** WHAT TO DO **
Type out every line of the data again, exactly.
BEGIN LISTED RECORDS
PR #4064, opened 2024-04-30
Add Version bump script

kskarthik:
This script will automate the chore of changing of versions across multiple files when there is a release.

It expects to be run from the project's root:

Example:  `GlobaLeaks/scripts/bump_version.sh 4.30.3 `

The `CHANGELOG` file only must be manually edited.

This saves the valuable developer's time.

### DIFF
--- a/scripts/bump_version.sh
+++ b/scripts/bump_version.sh
@@ -1,0 +1,32 @@
+#!/bin/bash
+# This script bumps the project version across multiple files
+# The script is expected to be run from the project's root directory
+# with new version as the first argument
+set -e
+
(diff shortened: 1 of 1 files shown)


kskarthik:
please let me know if anything changed, I will cover that file as well

kskarthik:
@evilaliv3 done!

evilaliv3:
@kskarthik : merged with few changes.

I've removed the edit to the CHANGELOG file that from now on we could author in advance, before calling the script.

Instead of the edit to the CHANGELOG i preferred to add:
- the commit with message "Bump to version $version"
- the creation of the release tag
END LISTED RECORDS
** SOLUTION TO THE EXERCISE **
PR #4064, opened 2024-04-30
Add Version bump script

kskarthik:
This script will automate the chore of changing of versions across multiple files when there is a release.

It expects to be run from the project's root:

Example:  `GlobaLeaks/scripts/bump_version.sh 4.30.3 `

The `CHANGELOG` file only must be manually edited.

This saves the valuable developer's time.

### DIFF
--- a/scripts/bump_version.sh
+++ b/scripts/bump_version.sh
@@ -1,0 +1,32 @@
+#!/bin/bash
+# This script bumps the project version across multiple files
+# The script is expected to be run from the project's root directory
+# with new version as the first argument
+set -e
+
(diff shortened: 1 of 1 files shown)


kskarthik:
please let me know if anything changed, I will cover that file as well

kskarthik:
@evilaliv3 done!

evilaliv3:
@kskarthik : merged with few changes.

I've removed the edit to the CHANGELOG file that from now on we could author in advance, before calling the script.

Instead of the edit to the CHANGELOG i preferred to add:
- the commit with message "Bump to version $version"
- the creation of the release tag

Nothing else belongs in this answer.